Director Martin Campbell has also made the likes of:- the superb British nuclear/environmental thriller Edge of Darkness (1985), the psycho-thriller Criminal Law (1988), the US tv movie Cast a Deadly Spell (1991) set in a world where magic works, the future prison film No Escape (1994), The Mask of Zorro (1998) and The Legend of Zorro (2005), the mountaineering action film Vertical Limit (2000), the dull US remake of Edge of Darkness (2010) and the DC Comics superhero adaptation Green Lantern (2011).

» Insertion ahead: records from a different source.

PR #4363, opened 2019-12-15
Fix float32 promotion in cubic interpolation

Mostafa-Alaa:
## Description

This PR fixes a problem where floats get promoted to doubles in cubic interpolation, yielding in performance degradation.

Disassembling generated bicubic_interpolation for float32 in _warps_cy.so I noticed that a lot of conversions are done from float32 to float64 and all operations are done in float64 then converted back to float32, that's mainly due to mixing operations with floating-point literals that are of type float64.

``` python
from math import radians
from timeit import timeit

import numpy as np
from skimage.data import astronaut
from skimage.transform import AffineTransform, warp


astro = astronaut()
astrof = astro.astype(np.float32)
astrod = astro.astype(np.float64)


def transform(image, angle, scale):
    center = np.array(image.shape[:2]) / 2. - 0.5
    tform1 = AffineTransform(translation=center)
    tform2 = AffineTransform(rotation=radians(angle), scale=(scale, scale))
    tform3 = AffineTransform(translation=-center)
    tform = tform3 + tform2 + tform1
    warped = warp(image, tform, order=3, preserve_range=True)
    return warped


timeit_globals = {'transform': transform, 'astrof': astrof, 'astrod': astrod}


if __name__ == '__main__':
    print(timeit('transform(astrof, 20, 1.2)', number=1000, globals=timeit_globals))
    print(timeit('transform(astrod, 20, 1.2)', number=1000, globals=timeit_globals))
```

The other Bond films are:– Dr No (1962), From Russia with Love (non-genre, 1963), Goldfinger (1964), Thunderball (1965), You Only Live Twice (1967), On Her Majesty’s Secret Service (1969), Diamonds Are Forever (1971), Live and Let Die (1973), The Man with the Golden Gun (1974), The Spy Who Loved Me (1977), Moonraker (1979), For Your Eyes Only (non-genre, 1981), Octopussy (1983), A View to a Kill (1985), The Living Daylights (non-genre, 1987), License to Kill (non-genre, 1989), Tomorrow Never Dies (1997), The World is Not Enough (1999), Die Another Day (2002), Casino Royale (non-genre, 2006), Quantum of Solace (non-genre, 2008), Skyfall (non-genre, 2012), Spectre (2015) and No Time to Die (2021). Casino Royale (1967) and Never Say Never Again (1983) are non-series Bond films. Everything or Nothing (2012) is a documentary about the Bond series.

(Winner for Best Actor (Pierce Brosnan), Nominee for Best Supporting Actress (Famke Janssen) at this site’s Best of 1995 Awards).